PR #2559, opened 2025-10-13
compressor: add

kou:
It abstracts compression routines for zlib, LZ4, Zstandard and Blosc2.

grn_ja uses this instead of raw zlib, LZ4, Zstandard and Blosc2 API.

grn_ja_reader is also changed but it may not work. We will revisit this when we use grn_ja_reader. There is no grn_ja_reader user for now. We need streaming API and cache API when we revisit this.

This is for adding new compression routine such as OpenZL and adding support for table key compression.

### DIFF
--- a/lib/compressor.c
+++ b/lib/compressor.c
@@ -51,7 +51,7 @@
  *
  * Metadata:
  * * Upper 32bit is flags
- * * Lower 32bit is data size in byte of the original data
+ * * Lower 32bit is data length in byte of the original data
  *
  * Available flags:
  *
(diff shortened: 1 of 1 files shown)


lib/store.c
```diff
@@ -3620,147 +3620,6 @@ grn_ja_element_info(grn_ctx *ctx,
...
 }
 
-#define COMPRESSED_VALUE_META_FLAG(meta) ((meta) & 0xf000000000000000)
-#define COMPRESSED_VALUE_META_FLAG_RAW   0x1000000000000000
-#define COMPRESSED_VALUE_META_UNCOMPRESSED_LEN(meta)                           \
-  ((meta) & 0x0fffffffffffffff)
-
-#define COMPRESS_THRESHOLD_BYTE        256
-#define COMPRESS_PACKED_VALUE_SIZE_MAX 257
-/* COMPRESS_THRESHOLD_BYTE - 1 + sizeof(uint64_t) = 257 */
```
kou, line 3630: This calculation was wrong... This must be 263 not 257...

This was used for allocating a memory on stack. Existing code had a buffer overflow problem...

lib/store.c
```diff
@@ -3620,147 +3620,6 @@ grn_ja_element_info(grn_ctx *ctx,
...
-                  grn_ja *ja,
-                  grn_id id,
-                  void *value,
-                  uint32_t value_len,
-                  int flags,
-                  uint64_t *cas)
-{
-  char *packed_value[COMPRESS_PACKED_VALUE_SIZE_MAX];
-  uint32_t packed_value_len;
-  uint64_t packed_value_meta;
```
kou, line 3676: `COMPRESS_PACKED_VALUE_SIZE_MAX` doesn't have enough size. It's 6 bytes short.

`packed_value_len` and `packed_value_meta` may be overwritten by the following `gem_memcpy()`. `packed_value_meta` isn't used after the `grn_memcpy()` but `grn_value_len` is used after the `grn_memcpy()`. `grn_value_len` may be broken...?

**WHAT THE EXERCISE ASKS:**
Extract the lines above, from the first one through the one containing "32bit is flags", and return only those, unchanged.

**RESPONSE:**
PR #2559, opened 2025-10-13
compressor: add

kou:
It abstracts compression routines for zlib, LZ4, Zstandard and Blosc2.

grn_ja uses this instead of raw zlib, LZ4, Zstandard and Blosc2 API.

grn_ja_reader is also changed but it may not work. We will revisit this when we use grn_ja_reader. There is no grn_ja_reader user for now. We need streaming API and cache API when we revisit this.

This is for adding new compression routine such as OpenZL and adding support for table key compression.

### DIFF
--- a/lib/compressor.c
+++ b/lib/compressor.c
@@ -51,7 +51,7 @@
  *
  * Metadata:
  * * Upper 32bit is flags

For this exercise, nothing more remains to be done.